Less common causes include:

• hyperthyroidism
• excessive intake of Vitamin D

Question 18

Describe primary hyperparathyroidism.

Answer 18

It is usually due to a benign adenoma in one or more parathyroid glands. It’s often detected on screening - many patients are asymptomatic.

Around 10% of patients present with clinical evidence of bone disease. 10-20% of patients present with kidney stones. It is resolved by the surgical removal of the affected gland(s).

Question 19

How would hypercalcaemia occur as a result of malignancy (aleready quite ill)?

Answer 19

Hypercalcaemia is a common problem in malignancy.

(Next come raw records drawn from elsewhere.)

PR #4548, opened 2025-07-16
Fix for #4547

### LINKED ISSUE #4547: ruby module reference should be corundum in pom.xml
The [pom.xml](https://github.com/antlr/grammars-v4/blob/master/pom.xml) file currently references a module named `ruby`, which does not exist in the repository. The correct module name is `corundum` due to the change in #4533.

hanohrs:
This PR fixes #4547.


teverett:
@hanohrs  thanks

Issue #4552, opened 2025-07-19
[build] mvn clean broken.


kaby76:
Looks like there are a couple of some problems that didn't get cleaned up recently in the "mvn clean test" build. The javacc/pom.xml uses the wrong `artifactId`.

hanohrs:
It looks like `mvn` runs without issues, but the following `artifactId`s are also duplicated:

* `abb`
* `antlr4`
* `bnf`
* `java`
* `mysql`

In addition, `python2` and `python3` differ only in the case of their initial letters. I’ve created a branch that fixes these duplicates (including the case-only ones), for your reference:
[https://github.com/hanohrs/grammars-v4/tree/g4-4552](https://github.com/hanohrs/grammars-v4/tree/g4-4552)

There’s still room for further cleanup. According to [this page](https://maven.apache.org/guides/mini/guide-naming-conventions.html#Artifact_identifier) `artifactId`s should only consist of lowercase letters, digits, and hyphens.

All current `artifactId`s that don’t follow that convention are listed below:

* `ASL`
* `C`
* `CPP14`
* `CSS3`
* `EVMB`
* `IDL`
* `LPC`
* `PMMN`

kaby76:
@hanohrs, please submit a PR for your changes. In the meantime, I'll update the build to add these checks. I'll add some Maven testing back into the build. I'll also add integrity checking for the problems you mention.

hanohrs:
@kaby76
Thank you for your response. I've submitted a PR for the changes: #4558.

PR #4553, opened 2025-07-19
[build] Fixes for #4552: mvn clean test broken.

kaby76:
Fixed regression in build using Maven tester. `javacc/pom.xml` had a typo. `protobuf/protobuf3` has proto2 code, but can't be parsed using the protobuf3 grammar. Apparently, the protobuf compiler can dynamically switch to older syntaxes, but that wasn't the problem because the trgen tester can tell to test files in `examples/*.proto`, not recursively, so the proto2 code is not parsed. The Maven tester cannot be directed to test only `examples/*.proto`, i.e., only the examples in the directory, not sub-directories. So, parse testing with Maven was removed.

__Output from `mvn clean test`. Note, runtime is not realistic because I put my machine in sleep mode during the test. But, it does illustrate that the build works.__ 
[out.txt](https://github.com/user-attachments/files/21330765/out.txt)

### DIFF
--- a/javacc/pom.xml
+++ b/javacc/pom.xml
@@ -1,6 +1,6 @@
 <project xmlns="http://maven.apache.org/POM/4.0.0" xmlns:xsi="http://www.w3.org/2001/XMLSchema-instance" xsi:schemaLocation="http://maven.apache.org/POM/4.0.0 http://maven.apache.org/xsd/maven-4.0.0.xsd">
 	<modelVersion>4.0.0</modelVersion>
-	<artifactId>antlr4</artifactId>
+	<artifactId>javacc</artifactId>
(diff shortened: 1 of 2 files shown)


teverett:
@kaby76  thanks!

kaby76:
Ugh. The PR didn't quite fix things because I didn't resolve the "predefined.tokens" issues with the antlr/antlr4/ grammar. When Mike changed this grammar, he introduced a file called "predefined.tokens" to load in predefined token type values. Apparently, he makes use of these tokens and their order. The Maven tester works find in antlr/antlr4, but doesn't in the root directory for the repo because it cannot find "predefined.tokens".

The easy hack is to add a symbolic link to the file in the root directory, but it isn't nice.

PR #4556, opened 2025-07-20
[java] Fix for #4530: update recordComponent.

kaby76:
This PR updates the [grammar-v4/java/java/ grammar](https://github.com/antlr/grammars-v4/tree/b590556410b619930a1a3d4574a43b19e673e4c9/java/java) to be more in line with the [JLS 24](https://docs.oracle.com/javase/specs/jls/se24/html/jls-19.html) with respect to `RecordComponent`:

    RecordComponent:
       { RecordComponentModifier } UnannType Identifier
       VariableArityRecordComponent

    VariableArityRecordComponent:
        { RecordComponentModifier} UnannType { Annotation } ... Identifier

    RecordComponentModifier:
        Annotation

For the final form in the grammar,  I refactored the EBNF to result in a slightly more efficient parse. But, it is not required for Antlr4: the rules are not refactored in the java20 grammar.  https://github.com/antlr/grammars-v4/blob/b590556410b619930a1a3d4574a43b19e673e4c9/java/java20/Java20Parser.g4#L670-L681

Changes:
1)  Updated rules according to Spec: `recordComponent:
 recordComponentModifier* typeType identifier |
variableArityRecordComponent; variableArityRecordComponent: recordComponentModifier* typeType annotation* '...' identifier; recordComponentModifier: annotation;`.
1) Unfolded `recordComponentModifier` and deleted (two applied occurrences). `recordComponent:
 annotation* typeType identifier |
variableArityRecordComponent; variableArityRecordComponent: annotation* typeType annotation* '...' identifier;`
1) Unfolded `variableArityRecordComponent` and deleted (one applied occurrence). `recordComponent:
 annotation* typeType identifier | annotation* typeType annotation* '...' identifier;`.
1) Grouped common terms.  `recordComponent: annotation* typeType (annotation* '...')? identifier;`

I added a semantic predicate to implement the static semantics constraint that the ellipsis be mentioned only in the last record component of a list. However, this might be better implemented in a tree walker after parsing. Predicates that disambiguate the grammar need to be performed during the parse if the parser needs to make a choice in the parse; this predicate is not one of those.

I am adding to the PR scripts and test suites for performance analysis. It is a challenge to repeat tests without knowing the exact test suite and script.

_NB: This PR only implements the CSharp and Java targets. Once I have the grammar updated to parse the JDK version 24, I'll add the other ports._

### DIFF
--- a/java/java/CSharp/JavaParserBase.cs
+++ b/java/java/CSharp/JavaParserBase.cs
@@ -1,0 +1,28 @@
+using Antlr4.Runtime;
+using System.IO;
+using System.Linq;
+
+public abstract class JavaParserBase : Parser {
+	private readonly ITokenStream _input;
+
+	protected JavaParserBase(ITokenStream input, TextWriter output, TextWriter errorOutput)
+			: base(input, output, errorOutput) {
+		_input = input;
+	}
+
+	public bool DoLastRecordComponent()
+	{
+		var ctx = this.Context;
+		var tctx = ctx as JavaParser.RecordComponentListContext;
+		var rcs = tctx.recordComponent();
+		if (rcs.Any()) return true;
+		var count = rcs.Count();
+		for (int c = 0; c < count; ++c)
+		{
+			var rc = rcs[c];
+			if (rc.ELLIPSIS() != null && c+1 < count)
+				return false;
+		}
+		return true;
+	}
+}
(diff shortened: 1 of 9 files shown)


teverett:
@kaby76  thanks!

The tumour may secrete a PTH-related peptide, which will bind to and activate the PTH receptor. This will lead to persistent PTH receptor activation, promoting the release of calcium from the bone, causing hypercalcaemia.

Question 20

Glossary

Answer 20

• Bone mineral density (BMD). The amount of mineral in bone tissue. Can be measured in a scanning process called dual-energy X-ray absorptiometry (DXA or DEXA). Low BMD indicates increased fracture risk.
• Calcitriol (1,25(OH)2 vitamin D3). The active hormonal form of vitamin D. Released into the circulation after hydroxylation in the kidney. Calcitriol increases absorption of calcium from the GI tract and acts in synergy with PTH on bone to increase release of calcium from bone mineral into the circulation.
• Osteopenia. Loss of bone mineral density. Occurs with aging due to excess of reabsorption over bone formation. With continuing loss of BMD, osteopenia will become osteoporosis.
• Osteoporosis. Severe loss of BMD leading to thinner, weaker bone and increased fracture risk.
• Parathyroid gland. Four small glands located on the back of the thyroid. Secrete parathyroid hormone in response to decreases in plasma calcium.
• Parathyroid hormone (PTH). Maintains plasma calcium within physiological limits. Decreases in plasma [Ca] increase PTH secretion, and vice versa. Has complex action on bone, promoting remodelling. At higher doses PTH promotes reabsorption, releasing calcium into the circulation. PTH also increases the enzymatic activation of vitamin D (calcitriol) in the kidney.
• Vitamin D. Strictly speaking, a hormone not a vitamin. Synthesised in skin in presence of sunlight but can also be obtained in the diet. Dietary or skin-synthesized vitamin D is biologically inert. It is converted into a prohormone (25(OH) vitamin D3) by the liver, which, in turn, is converted into the active form (1,25(OH)2 vitamin D3, or calcitriol) by a hydroxylase enzyme in the kidney.